Het structurele weerstandsvermogen bedraagt circa “20,6”. Dit is ruim meer dan de waarde die de provincie Zuid-Holland nastreeft (namelijk een factor “2”) en een verdubbeling ten opzichte van het structurele weerstandsvermogen bij Jaarrekening 2019. Dit is te verklaren door een sterke daling van de omvang van de structurele risico’s en een lichte stijging van de weerstandscapaciteit.
Incidentele weerstandscapaciteit en weerstandsvermogen
De incidentele weerstandscapaciteit bestaat uit de reserves, voor zover deze niet juridisch beklemd zijn. De omvang van de juridisch niet-beklemde reserves bedraagt € 550,2 mln (dat zijn algemene reserve plus de bestuurlijke verplichte en de in het geheel niet verplichte bestemmingsreserves). Daar staan € 16,7 mln aan risico’s tegenover.
Dat betekent dat het incidenteel weerstandsvermogen bijna “33” bedraagt. Ook dat is ruim meer dan de streefwaarde van de provincie Zuid-Holland (namelijk een factor “2”).

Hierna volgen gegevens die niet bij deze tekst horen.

Issue #435, opened 2016-02-18
Slow timer / fast timer calculations off


brentpicasso:
When calculating uSec, need to account properly for various prescaler settings. 

Medium timer mode calculations is accurate  ( 1 signal : 1 measured)
Fast measures 1/2 of actual  (1 signal : 0.5 measured)
Slow measures 10x of actual (10 signal : 1 measured)

PR #460, opened 2016-02-29
Fix Timer pre-scalar skew in MK2 HAL layer

stieg:
Turns out that we were not correctly adjusting our ticks per
microsecond (us) calculation when the prescaler changed.  This was
resulting in incorrect period readings of 1/2 the speed in fast mode,
and 10x the value in slow mode.  This patch addresses that issue and
consolidates the code a bit more to make it more readable and
understandable.

Fixes issue #435

### DIFF
--- a/stm32_base/hal/timer_stm32/timer_device_stm32.c
+++ b/stm32_base/hal/timer_stm32/timer_device_stm32.c
@@ -292,19 +292,19 @@ void reset_device_state(const size_t chan)
         s->q_period_ticks = 0;
 }
 
-bool timer_device_init(const size_t channel, const uint32_t speed,
+bool timer_device_init(const size_t chan, const uint32_t speed,
                        const uint16_t quiet_period_us)
 {
-        if (channel >= MK2_TIMER_CHANNELS)
+        if (chan >= MK2_TIMER_CHANNELS)
                 return false;
 
-        struct config *c = &g_config[channel];
-        c->prescaler = speed_to_prescaler(channel, speed);
+        struct config *c = &g_config[chan];
+        c->prescaler = speed_to_prescaler(chan, speed);
         c->q_period_us = quiet_period_us;
 
-        reset_device_state(channel);
+        reset_device_state(chan);
 
-        switch (channel) {
+        switch (chan) {
         case 0:
                 init_timer_0(c);
                 return true;
@@ -320,9 +320,9 @@ bool timer_device_init(const size_t channel, const uint32_t speed,
         return false;
 }
 
-void timer_device_reset_count(size_t channel) {}
+void timer_device_reset_count(size_t chan) {}
 
-uint32_t timer_device_get_count(size_t channel)
+uint32_t timer_device_get_count(size_t chan)
 {
         return 0;
 }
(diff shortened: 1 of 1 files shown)


stm32_base/hal/timer_stm32/timer_device_stm32.c
```diff
@@ -309,15 +327,16 @@ uint32_t timer_device_get_count(size_t channel)
...
+static uint32_t ticks_to_us(const size_t chan, const uint16_t ticks)
 {
-        /* 1 tick == 2us */
-        return (uint32_t) ticks << 1;
+        /* Our pre-scalars are setup to never have less than 1 tick per us */
+        const uint32_t us_per_tick = get_clk_speed(chan) / 1000000;
+        return us_per_tick ? g_config[chan].prescaler * ticks / us_per_tick : 0;
 }
 
 uint32_t timer_device_get_usec(size_t channel)
```
brentpicasso: nit. inconsistent use of chan or channel throughout code

stm32_base/hal/timer_stm32/timer_device_stm32.c
```diff
@@ -309,15 +327,16 @@ uint32_t timer_device_get_count(size_t channel)
...
 }
 
-uint32_t ticks_to_us(uint16_t ticks)
+static uint32_t ticks_to_us(const size_t chan, const uint16_t ticks)
 {
-        /* 1 tick == 2us */
-        return (uint32_t) ticks << 1;
+        /* Our pre-scalars are setup to never have less than 1 tick per us */
+        const uint32_t us_per_tick = get_clk_speed(chan) / 1000000;
+        return us_per_tick ? g_config[chan].prescaler * ticks / us_per_tick : 0;
```
brentpicasso: should this static function do any parameter validation or do we think the higher level functions are taking care of it? thinking of the array index.

stm32_base/hal/timer_stm32/timer_device_stm32.c
```diff
@@ -271,21 +299,11 @@ bool timer_device_init(const size_t channel, const uint32_t speed,
                 return false;
 
         struct config *c = &g_config[channel];
-        c->prescaler = speed_to_prescaler(speed);
+        c->prescaler = speed_to_prescaler(channel, speed);
```
brentpicasso: what's the risk of setting the prescaler to 0 if we've passed in an invalid channel? The timer may misbehave?

brentpicasso:
Looks good, a few comments about variable checking and other nits.

stm32_base/hal/timer_stm32/timer_device_stm32.c
stieg: Yep.  It will go way to fast and we will notice it as the timer seeming to never work.

stm32_base/hal/timer_stm32/timer_device_stm32.c
stieg: I was leaving that to the higher level methods.  The way I see it, methods designed to be invoked from other c files should do the validation.  Otherwise it becomes redundant.

stieg:
All comments addressed.  Good to go @brentpicasso ?

Issue #436, opened 2016-02-18
Enhance the Version Information in Firmware


stieg:
Currently our firmware version is only 3 digits (X.Y.Z).  This works for production level, but lacks features like the ability tell if the firmware is an official release build or if its something that is locally built or experimental.  Effectively we don't have enough information.

To fix this I propose we include the following:
* A flag which tells us if the build is a DEV, EXPERIMENTAL, or OFFICIAL.  This would be controlled by the Make system
* A spot for us to include the SHA-1 hash of the git commit so we can know exactly what point in the tree the firmware came from.

PR #463, opened 2016-03-02
P/stieg/improved version and make

stieg:
Add very useful version info into the firmware including git descriptions and build type.  Also fixes years of crustiness in our Makefiles and makes the top level one better, but far from best.  Now you can build all of our projects from the TLD.  Its magical.  Also cleans up version.mk and moves it into the TLD Makefile.

I left the ./do_release.sh bits around for now.  These will go away at a later time and date.  For now its simply a wrapper to execute the makefile with the `package` target (along with parallelism).

Fixes issue #436


brentpicasso:
Looks good. I trust your testing. 

Could you add an issue to the 1.5.0 RC App to show the additional status info this firmware is providing?

Thanks, 
Brent

stieg:
No problem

Ten opzichte van het voorgaande jaar is er een beperkte verandering te zien. De hoge ratio is met name te verklaren door het feit dat naast de algemene reserve een groot deel van de bestemmingsreserves tot de incidentele weerstandscapaciteit worden gerekend. Indien slechts de algemene reserve wordt beschouwd als de incidentele weerstandscapaciteit, dan bedraagt het incidenteel weerstandsvermogen € 96,6 mln / € 16,7 mln = 5,8.